1910 South African Senate election
| Party | South African | Orangia Unie | Het Volk |
| Party | Unionist | Constitutionalist | Progressive |
- Composition of the Senate after the election

= 1910 South African Senate election =

The first election for the South African Senate took place as a result of the creation of the Union of South Africa through the South Africa Act 1909. The Act included special provisions for the selection of the first elected Senators. The Union Parliament was prohibited from changing the arrangements for the Senate during its first ten years.

The First Senate included eight Senators from each province. They were elected for a ten-year term by the members serving during the final session of the legislatures of each of the four colonies which joined the Union of South Africa. The election was by a form of the single transferable vote. The remaining eight seats were filled, by appointment (also for ten-year terms) by the Governor-General-in-Council (in effect by General Louis Botha's first Union government). Section 24 of the South Africa Act 1909 provided that, of the nominated Senators,

One-half of their number shall be selected on the ground mainly of their thorough acquaintance, by reason of their official experience or otherwise, with the reasonable wants and wishes of the coloured races in South Africa.

Casual vacancies in the representation of the provinces, in the First Senate only, were filled by an electoral college composed of the members of the relevant Provincial Council. New Senators, elected in this way, held the seat for the residue of the ten-year term.
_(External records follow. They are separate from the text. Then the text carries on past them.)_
PR #372, opened 2022-04-10
fix: always_show_bufferline should work in tabs mode

### LINKED ISSUE #371: Bufferline is not shown when mode == "tabs" and always_show_bufferline == false
When in `tabs` mode and flag `always_show_bufferline` is set to false, bufferline (tabline) is not shown because the check relies on number of buffers open, instead of relying on the number of tabs open:
https://github.com/akinsho/bufferline.nvim/blob/50e1bfe6f2c474c0a6e8171606b001f3b17ddeb2/lua/bufferline.lua#L123

Expected behavior:
Tabline shows when number of tabs is greater than 1, and hidden otherwise.

agorgl:
Fixes #371

### DIFF
--- a/lua/bufferline.lua
+++ b/lua/bufferline.lua
@@ -118,9 +118,10 @@ local function bufferline()
   return tabline
 end
 
---- If the buffer count has changed and the next tabline status is different then update it
+--- If the item count has changed and the next tabline status is different then update it
 function M.toggle_bufferline()
-  local status = (config.options.always_show_bufferline or utils.get_buf_count() > 1) and 2 or 0
+  local item_count = config:is_tabline() and utils.get_tab_count() or utils.get_buf_count()
+  local status = (config.options.always_show_bufferline or item_count > 1) and 2 or 0
   if vim.o.showtabline ~= status then
     vim.o.showtabline = status
   end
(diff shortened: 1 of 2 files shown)


akinsho (changes requested):
@agorgl thanks for the PR this looks good to me I had a quick variable name change to suggest. I tried pushing it but can't add to this branch 
the diff is
```
diff --git a/lua/bufferline.lua b/lua/bufferline.lua
index 8f84179..6527f3c 100644
--- a/lua/bufferline.lua
+++ b/lua/bufferline.lua
@@ -120,8 +120,8 @@ end
 
 --- If the item count has changed and the next tabline status is different then update it
 function M.toggle_bufferline()
-  local nitems = config.options.mode == "tabs" and utils.get_tab_count() or utils.get_buf_count()
-  local status = (config.options.always_show_bufferline or nitems > 1) and 2 or 0
+  local item_count = config:is_tabline() and utils.get_tab_count() or utils.get_buf_count()
+  local status = (config.options.always_show_bufferline or item_count > 1) and 2 or 0
   if vim.o.showtabline ~= status then
     vim.o.showtabline = status
   end
```
I have convenience method for checking if it's a tabline which I think it's better to use here

agorgl:
Fixed as suggested!

akinsho (changes requested):
@agorgl thanks for making the tweaks, the tags file should not be added to version control though

agorgl:
Ah sorry it was a blind git add, fixing

akinsho (approved):
LGTM 🚀 🥇 thanks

Nominated Senators, appointed to fill vacancies, received a ten-year term and did not have to vacate their seats at the end of the term for the provincial representatives.

The composition, by party, of the provincial representatives in the First Senate included 18 representatives of the three colonial governing parties (six each from the South African Party of the Cape, Orangia Unie of the Orange River Colony and Het Volk of the Transvaal, all of which merged to form the South African Party on November 21, 1910), eight Independent Senators from Natal (which did not have a party system before the Union), and six Senators from the opposition parties (two each from the Unionist Party of the Cape, the Constitutional Party of Orange River Colony and the Progressive Party of Transvaal, all of which merged to form the Unionist Party on May 31, 1910).